1. Build package: python -m build
2. Store wheel and sdist as workflow artifacts

release — runs on push to main only, after test and build:

1. Build package
2. Publish to PyPI via pypa/gh-action-pypi-publish
   (requires PYPI_API_TOKEN secret in repo settings)

Release Process

  1. Update version in setup.py
  2. Update CHANGELOG.md with release notes
  3. Commit: git commit -m "chore: release v1.1.0"
  4. Tag: git tag v1.1.0 && git push --tags
  5. Merge to main — CI publishes to PyPI automatically

🔒 Security Considerations

Input Validation

  • All model identifiers are validated against the known model list before use
  • Server URLs are validated as valid HTTP/HTTPS URLs before connection attempts
  • Prompt strings are passed through as-is to Ollama — sanitization is the caller's responsibility

Network

  • HTTPS is supported and recommended for remote servers
  • All HTTP requests have an explicit timeout (default: 30 seconds)
  • No credentials or tokens are logged, even at debug level

Dependencies

  • Core dependencies are minimal: ollama and pydantic only
  • Server extras (fastapi, uvicorn) are optional
  • Dependencies are pinned with minimum versions in setup.py; no upper bounds to avoid false conflicts

Known Limitations

  • The server mode has no built-in authentication — do not expose it on a public network without a reverse proxy that adds auth
  • Model outputs are not filtered — responsible for downstream content handling lies with the application
  • HTTP (not HTTPS) is the default for localhost Ollama connections — this is intentional for zero-config local use

🚀 Future Enhancements

Planned

Feature Description Priority
Async API Full async/await support for chat() High
Plugin system Extensible tool architecture for third-party additions Medium
Metrics export Prometheus-compatible metrics endpoint on the server Medium
Configuration files YAML/TOML config for server URLs, defaults, timeouts Medium
Caching layer Optional Redis backend for response caching Low
Multi-modal Image and audio input support (pending Ollama support) Low

Architecture Notes for Future Contributors

  • The _OllamaAPI class is intentionally not async to keep the public API simple.
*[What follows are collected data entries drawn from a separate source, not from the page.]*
PR #1268, opened 2022-05-11
Fixed asciidoc syntax in table entries

mdolezelova:
Cherry-pick into:

* [x] Foreman 3.3
* [x] Foreman 3.2
* [x] Foreman 3.1

### DIFF
--- a/guides/common/modules/ref_facts-settings.adoc
+++ b/guides/common/modules/ref_facts-settings.adoc
@@ -15,10 +15,10 @@ The content of this fact should be the full label of the organization.
 | *Ignore facts for domain* | No | Stop updating domain values from facts.
 | *Update subnets from facts* | None | {Project} updates a host's subnet from its facts.
 | *Ignore interfaces facts for provisioning* | No | Stop updating IP and MAC address values from facts (affects all interfaces).
-| *Ignore interfaces with matching identifier* | `lo`, `en*v*`, `usb*`, `vnet*`, `macvtap*`, `;vdsmdummy;`, `veth*`, `tap*`, `qbr*`, `qvb*`, `qvo*`, `qr*`, `qg*`, `vlinuxbr*`, `vovsbr*`, `br-int` | Skip creating or updating host network interfaces objects with identifiers matching these values from incoming facts.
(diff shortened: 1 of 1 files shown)


mdolezelova:
Hi @melcorr , I had to do this fix because the Administration guide for Satellite 6.11 that I've set up in Pantheon has a build issue. I troubleshooted it downstream to make sure what must be changed in order to make the build work. And with this fix, it works.  Please could you review the PR and merge it if no issues? Thank you!

melcorr:
How on earth is this the cause of the problem? 
Does removing the - signs change the information?

melcorr:
How on earth is this the cause of the problem? 
Does removing the - signs change the information?

evgeni (changes requested):
those settings literally contain `qr-*`, so if you change it here, the rendered doc won't match the reality.
Would using something like:
```
`['lo', 'en*v*', 'usb*', 'vnet*', 'macvtap*', ';vdsmdummy;', 'veth*', 'tap*', 'qbr*', 'qvb*', 'qvo*', 'qr-*', 'qg-*', 'vlinuxbr*', 'vovsbr*', 'br-int']`
```

be an alternative?

mdolezelova:
> those settings literally contain `qr-*`, so if you change it here, the rendered doc won't match the reality. Would using something like:
> 
> ```
> `['lo', 'en*v*', 'usb*', 'vnet*', 'macvtap*', ';vdsmdummy;', 'veth*', 'tap*', 'qbr*', 'qvb*', 'qvo*', 'qr-*', 'qg-*', 'vlinuxbr*', 'vovsbr*', 'br-int']`
> ```
> 
> be an alternative?

I'm sorry, this does not work. I've tried multiple  things, but the only thing I could get it building is removing the dash. The Asciidoc syntax looks correct. Also Asciidoctor itself builds the title correctly. However, the issue is that Pantheon, our publication tool, first translates it to DocBook and then the title is built. And here the translation to Docbook for some reason fails because of the syntax including -*. Honestly, I though this is a mistake as the dash isn't included with the other options. But if it needs to be there, I need to continue to investigate how to make this working.

mdolezelova:
> If you're curious, the data comes from here: https://github.com/theforeman/foreman/blob/75e7c0bf6d3fa1049931ec9000a0819e72201a05/app/registries/foreman/settings/facts.rb#L21-L40

Thank you, @evgeni !

mdolezelova:
This PR is now obsolete. A new one will be created. Closing.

When async support is added, it should be a parallel _AsyncOllamaAPI class, not a modification of the existing one.
  • The model metadata JSON format is considered stable. New fields may be added; existing fields must not be removed without a major version bump.
  • The tool pipeline is designed to be run by maintainers, not end users. If a use case arises for user-facing model management, it should be a new public API function, not a thin wrapper around the tools.